Data records:
PR #915, opened 2023-10-03
Fix wad downloads when filename uses mixed case

### LINKED ISSUE #843: [CHANGE] Add specific case sensitive searching to wad downloading
Currently, when comparing client wads to server wads, the downloading behavior searches for all lower case or all upper case. 

If a server is running a wad with a specific case, search for that specifically. e.g. `ExampleWad.wad`, then the client should also do the curl search for `ExampleWad.wad`.

Right now, I have taken to making all wads I upload lowercase, even if the original wad as released did not. This is to prevent issues with the clients finding the wad. 

This is, in my opinion, a critical and required update to our current behavior.

loopfz:
Fixes #843

This makes it so filenames advertised to the client use exactly the same case as the files present on the server.

I've tested a linux server with linux and windows clients, and it seems to work fine.
Tested via maplist progression, `callvote map`, `rcon wad`, with upper, lower, and mixed case filenames.
Everything downloaded correctly through the server advertised in `sv_downloadsites`.
Also tested locally in the client via the `wad` command.

nginx access log serving `Lunatic.wad` for reference:
`[03/Oct/2023:16:32:53 +0000] "GET /wads/Lunatic.wad HTTP/1.1" 200 18160632 "-" "Odamex/10.4.0"`

I think this works fine, but I'd appreciate someone more experimented with the codebase making sure that the changes in common/m_resfile.cpp don't have weird side effects.

### DIFF
--- a/common/m_resfile.cpp
+++ b/common/m_resfile.cpp
@@ -71,7 +71,7 @@ bool OResFile::make(OResFile& out, const std::string& file)
 
 	out.m_fullpath = fullpath;
 	out.m_md5 = hash;
-	out.m_basename = StdStringToUpper(basename);
+	out.m_basename = basename;
 	return true;
 }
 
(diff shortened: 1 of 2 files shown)


rakohus:
Tested this for function and it seems to work well. Pending code review.

seanmleonard (approved):
Looks good! This behavior will need to change in the `resource_files` branch but I'll take ownership of that.

PR #928, opened 2023-12-06
Fix auto-SIMD for i386+sse2, ppc+altivec

matoro:
Only Darwin ever used `-faltivec`, gcc uses `-maltivec` since at least 2007: https://gcc.gnu.org/bugzilla/show_bug.cgi?id=30254#c1

Similarly, recent versions of gcc define `__APPLE_ALTIVEC__` for compatibility, so just unconditionally include `altivec.h`.

Canonical way to enable specific extensions is e.g. `-msse2`, use that instead of optimizing for a specific CPU.

Finally, cmake uses `target_compile_options` to add arbitrary flags. `target_compile_definitions` assumes you want a preprocessor definition, which was adding `-D-faltivec` to the command line which gcc doesn't like; this is what originally prompted this change.


chewi:
I don't know what's happened here, but this fix hasn't been applied.

HyperEye (approved):

PR #929, opened 2023-12-19
Fix for demos that play only audio and no video 

enaiel:
While trying to create a video out of a 4 player co-op game, I found that 2 netdemos would only play audio and no video.
Debugging the issue, I discovered the reason was that these demos were getting stuck in GS_CONNECTED state and never received the message to go to GS_LEVEL state. 
This PR will skip the GS_CONNECTED state for netdemos and go straight to GS_LEVEL state, allowing the demos to play video.
This change might have unintended consequences.

Attached a sample demo file exhibiting this issue.

[Odamex_COOP_20231210_220540_doomboy_NERVE.WAD_MAP08.odd.zip](https://github.com/odamex/odamex/files/13717075/Odamex_COOP_20231210_220540_doomboy_NERVE.WAD_MAP08.odd.zip)


bcahue (changes requested):
How about when the demo begins in a state like GS_INTERMISSION?

electricbrass:
The underlying reason for this issue is netdemos with broken headers. At the end of recording a demo, there is a cleanup step that rewrites the header with the proper values. If this is skipped, such as by a crash, the values in the header will be wrong. The `map_index_size` will be zero (indicating that zero maps were visited in the demo), which results in an early return from `NetDemo::PrevMap` when loading the first map in the demo. It is later in this function that the map is fully loaded and the game state is changed.

electricbrass:
Superceded by #1692

PR #930, opened 2023-12-19
A couple of improvements for the "Spy" command

enaiel:
The undocumented "Spy" command allows the user to spy on a named player. The command sets the "spyplayername" but only spies on the named player if they are already in the game. This PR changes this behavior to start spying on the named player as soon as they spawn.

This PR also introduces a client variable "hud_hidespyname" to enable hiding of the name of player being spied on.

Both these features are useful when creating a video from a netdemo using another player's POV, hiding their name, and switching perspective whenever they join and re-join the game.


rakohus:
I have tested this patch and it works very well - except for one edge case. If you are spying a player in coop, and then you join, it will stay spying on that player. It should probably back out in this case. Otherwise, it's good to go.

fuzztooth:
Bumping - if you can update this per Ralphis's suggestion, we'll include it.

PR #931, opened 2023-12-19
A couple of fixes for vanilla "oldintermission" screen

enaiel:
This PR introduces a couple of fixes for vanilla `oldintermission` screen (shown if variable `wi_oldintermission` is set):

* Draw `displayplayer` face instead of `consoleplayer`. Needed when spying on another player.
* Fix incorrect player background color to correctly reflect the player's color.

This PR does not fix the broken stats in the vanilla `oldintermission` screen.


client/src/wi_stuff.cpp
```diff
@@ -1135,10 +1135,11 @@ void WI_drawNetgameStats()
 
 		unsigned int x = NG_STATSX;
 		// [RH] Only use one graphic for the face backgrounds
-		if (demoplayback)
+		//enaiel: Fix incorrect player background when showing old intermission
```
seanmleonard, line 1138: If your change removes old code, please just delete the old code instead of commenting it out. The old code is preserved in git history so if it's needed later, it can be found.

rakohus:
Tested and it seems to do as said. Waiting on changes re: Sean's advice on PR.

client/src/wi_stuff.cpp
bcahue: I removed this in preparation to merge

bcahue (approved):
Looks good now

What the exercise asks:
Please print, exactly and with nothing else, the lines from the first line of the entries through the line containing "If a server".

Result of this task:
PR #915, opened 2023-10-03
Fix wad downloads when filename uses mixed case

### LINKED ISSUE #843: [CHANGE] Add specific case sensitive searching to wad downloading
Currently, when comparing client wads to server wads, the downloading behavior searches for all lower case or all upper case. 

If a server is running a wad with a specific case, search for that specifically. e.g. `ExampleWad.wad`, then the client should also do the curl search for `ExampleWad.wad`.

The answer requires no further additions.